Relative Value: The Cost of Art in the Northern Renaissance
On view at the Metropolitan Museum of Art
62 masterpieces of varying media and function that invite the examination of historical worth and relative value systems of the era
The most original show at the MET these days is on the first floor – back of the building.
Maybe the curators have tired of listening to museum-goers speculate out loud how much a particular painting or ivory object is worth.
Okay, if that’s what they’re interested it let’s give it to them, but let’s not make it too easy or too obvious. We will inform them as to what a particular artwork is worth in the equivalent of a coin of the realm in the 16th-17th centuries. Mostly in cow power.
The need to equate art with money – or what the Northern Renaissance collectors would pay for a precious item in terms of what was of approximately the same value in more mundane objects – that’s the crux of the show and more than well worth the visit.
How much is that gorgeous goblet worth, that gold chalice with intricately sculpted and inch high jeweled and elaborately costumed figures so meticulously carved that each finger is individually rendered? I’d say 255 cows. And that crystal bird from Nuremberg with ruby eyes? That’s 275 cows and worth every moo. Suppose a baron wanted a woodcut by Albrecht Dürer for his wall (although it was probably kept in an album in those days), he’d only have to come up with half a cow in payment. Not sure how that worked. Another object that’s not much more than a commoner’s earthenware vessel with a decorative lead glaze would have been an eighth of the value of a cow. Would that include prime ribs?
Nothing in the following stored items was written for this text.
PR #371, opened 2019-12-05
Connection Manager enhancements

RyanLassigBanks:
* Replace crossbeam with standard library channels
* Remove locks around connection state
* Move the heartbeat monitor into its own module
* Add remove connection to connection manager

### DIFF
--- a/libsplinter/src/network/connection_manager/heartbeat_monitor.rs
+++ b/libsplinter/src/network/connection_manager/heartbeat_monitor.rs
@@ -1,0 +1,100 @@
+// Copyright 2019 Cargill Incorporated
+//
+// Licensed under the Apache License, Version 2.0 (the "License");
+// you may not use this file except in compliance with the License.
+// You may obtain a copy of the License at
+//
+//     http://www.apache.org/licenses/LICENSE-2.0
+//
+// Unless required by applicable law or agreed to in writing, software
+// distributed under the License is distributed on an "AS IS" BASIS,
+// WITHOUT WARRANTIES OR CONDITIONS OF ANY KIND, either express or implied.
+// See the License for the specific language governing permissions and
+// limitations under the License.
+
+use std;
+use std::sync::{
+    atomic::{AtomicBool, Ordering},
+    mpsc::SyncSender,
+    Arc,
+};
+use std::thread;
+use std::time::Duration;
+
+use crate::network::connection_manager::{error::ConnectionManagerError, messages::CmMessage};
+
+pub struct HeartbeatMonitor {
+    interval: u64,
+    join_handle: Option<thread::JoinHandle<()>>,
+    shutdown_handle: Option<HbShutdownHandle>,
+}
+
+impl HeartbeatMonitor {
+    pub fn new(interval: u64) -> Self {
+        Self {
+            interval,
+            join_handle: None,
+            shutdown_handle: None,
+        }
+    }
+
+    pub fn start(&mut self, cm_sender: SyncSender<CmMessage>) -> Result<(), ConnectionManagerError> {
+        if self.join_handle.is_some() {
+            return Ok(());
+        }
+
+        let running = Arc::new(AtomicBool::new(true));
+
+        let running_clone = running.clone();
+        let interval = self.interval;
+        let join_handle = thread::Builder::new()
+            .name("Heartbeat Monitor".into())
+            .spawn(move || {
+                info!("Starting heartbeat manager");
+
+                while running_clone.load(Ordering::SeqCst) {
+                    thread::sleep(Duration::from_secs(interval));
+                    if let Err(err) = cm_sender.send(CmMessage::SendHeartbeats) {
+                        error!(
+                            "Connection manager has disconnected before 
+                            shutting down heartbeat monitor {:?}",
+                            err
+                        );
+                        break;
+                    }
+                }
+            })?;
+
+        self.join_handle = Some(join_handle);
+        self.shutdown_handle = Some(HbShutdownHandle { running });
+
+        Ok(())
+    }
+
+    pub fn shutdown_handle(&self) -> Option<HbShutdownHandle> {
+        self.shutdown_handle.clone()
+    }
+
+    pub fn await_shutdown(self) {
+        let join_handle = if let Some(jh) = self.join_handle {
+            jh
+        } else {
+            return;
+        };
+
+        if let Err(err) = join_handle.join() {
+            error!("Failed to shutdown heartbeat monitor gracefully: {:?}", err);
+        }
+    }
+}
+
+#[derive(Clone)]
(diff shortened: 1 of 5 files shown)


libsplinter/src/network/connection_manager/heartbeat_monitor.rs
```diff
@@ -0,0 +1,100 @@
+// Copyright 2019 Cargill Incorporated
```
vaporos: Any reason not to call this "heartbeat" for a shorter module name (without an underscore)?

libsplinter/src/network/connection_manager/messages.rs
```diff
@@ -21,7 +21,7 @@ pub enum CmMessage {
     Subscribe(String, Sender<Vec<CmNotification>>),
     UnSubscribe(String),
     Request(CmRequest),
-    HeartbeatNotifications(Vec<CmNotification>),
+    SendHeartbeats,
```
vaporos: Consider calling this "HeartbeatPulse". Which, I guess, might make the current HeartbeatMonitor a HeartbeatPacemaker or HeartbeatPulseGenerator.

Conceptually, this would make HeartbeatMonitor more passive -- it's not requesting heartbeats as much as providing the tempo/pulse at which they should be considered.

RyanLassigBanks: I think Pacemaker actually makes a lot of sense, but I think HeartbeatPacemaker is tad redundant. Instead of "HeartbeatPacemaker" what if we just called the struct "PaceMaker"?

libsplinter/src/network/connection_manager/mod.rs
```diff
@@ -38,17 +38,16 @@ const DEFAULT_HEARTBEAT_INTERVAL: u64 = 10;
 
 pub struct ConnectionManager {
     hb_monitor: HeartbeatMonitor,
-    connection_state: ConnectionState,
+    connection_state: Option<ConnectionState>,
```
agunde406: Can you add the reasoning to the commit message

libsplinter/src/network/connection_manager/mod.rs
```diff
@@ -270,7 +270,7 @@ pub struct Connector {
 
 impl Connector {
     pub fn request_connection(&self, endpoint: &str) -> Result<CmResponse, ConnectionManagerError> {
-        let (sender, recv) = bounded(1);
+        let (sender, recv) = channel();
```
peterschwarz: I think `sync_channel` would be the more correct change, as that has a bound.

libsplinter/src/network/connection_manager/mod.rs
```diff
@@ -477,6 +409,56 @@ fn notify_subscribers(
     }
 }
 
+fn send_heartbeats(
+    state: &mut ConnectionState,
+    subscribers: &mut HashMap<String, Sender<Vec<CmNotification>>>,
+) {
+    let heartbeat_message = match create_heartbeat() {
```
peterschwarz: I'm actually not convinced this can actually ever fail, so this may be a good place to have a panic.

libsplinter/src/network/connection_manager/mod.rs
```diff
@@ -564,7 +564,7 @@ pub mod tests {
     #[test]
     fn test_heartbeat_notifications_raw_tcp() {
         let mut transport = Box::new(RawTransport::default());
-        let mut listener = transport.listen("tcp://localhost:8080").unwrap();
+        let mut listener = transport.listen("tcp://localhost:3030").unwrap();
```
peterschwarz: You could use `localhost:0` and it will generate a random port.  Take a look at the tests in `libsplinter/src/transport/raw.rs`

RyanLassigBanks: I'm not in love with the idea of having the port be random each run. Also this seems to cause several tests to fail and hang in OSX.

libsplinter/src/network/connection_manager/mod.rs
RyanLassigBanks: Changed over to sync_channel

libsplinter/src/network/connection_manager/mod.rs
RyanLassigBanks: made create_heartbeat panic

libsplinter/src/network/connection_manager/mod.rs
```diff
@@ -405,17 +398,14 @@ fn send_heartbeats(
     notify_subscribers(subscribers, notifications);
 }
 
-fn create_heartbeat() -> Result<Vec<u8>, ConnectionManagerError> {
-    let heartbeat = NetworkHeartbeat::new().write_to_bytes().map_err(|_| {
-        ConnectionManagerError::HeartbeatError("cannot create NetworkHeartbeat message".to_string())
-    })?;
+fn create_heartbeat() -> Vec<u8> {
+    let heartbeat = NetworkHeartbeat::new().write_to_bytes().unwrap();
```
vaporos: Why is panicking here desirable?

RyanLassigBanks: I believe @peterschwarz mentioned this a few times, but `write_to_bytes` only fails if the system completely runs out of memory.

libsplinter/src/network/connection_manager/mod.rs
```diff
@@ -62,7 +61,7 @@ impl ConnectionManager {
 
     pub fn start(&mut self) -> Result<Connector, ConnectionManagerError> {
         let (sender, recv) = sync_channel(CHANNEL_CAPACITY);
-        let mut state = self.connection_state.clone();
+        let mut state = self.connection_state.take().unwrap();
```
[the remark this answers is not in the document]
RyanLassigBanks: Updated

libsplinter/src/network/connection_manager/mod.rs
```diff
@@ -62,7 +61,13 @@ impl ConnectionManager {
 
     pub fn start(&mut self) -> Result<Connector, ConnectionManagerError> {
         let (sender, recv) = sync_channel(CHANNEL_CAPACITY);
-        let mut state = self.connection_state.clone();
+        let mut state = if let Some(state) = self.connection_state.take() {
```
ltseeley: This `if let ... else ... ` could be simplified by using `self.connection_state.take().ok_or_else(|| Err(...))?`

libsplinter/src/network/connection_manager/mod.rs
ltseeley: This deviates from the way we handle these errors everywhere else in splinter, so I'm not sure I 100% agree with this change from a consistency perspective, but I won't block the PR because of that. However, this should be changed to an `expect` to provide an error message.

I like the idea of a new approach to arousing interest in the many gorgeous, but often overlooked objects in this treasure chest of a museum. The MET has created another way of showing us that there is so much of such interest within its metaphorical vaults that it isn’t absolutely necessary to bring in objects from elsewhere to excite the viewers. I would like to give my thanks to the Department of European Sculpture and Decorative Arts and the curator(s) of the exhibition and the effort he/she made to think beyond the obvious and arouse new interest in old things that the Met owns. And, of course, for the audiences of 2017, it had to be about value – or do I mean price?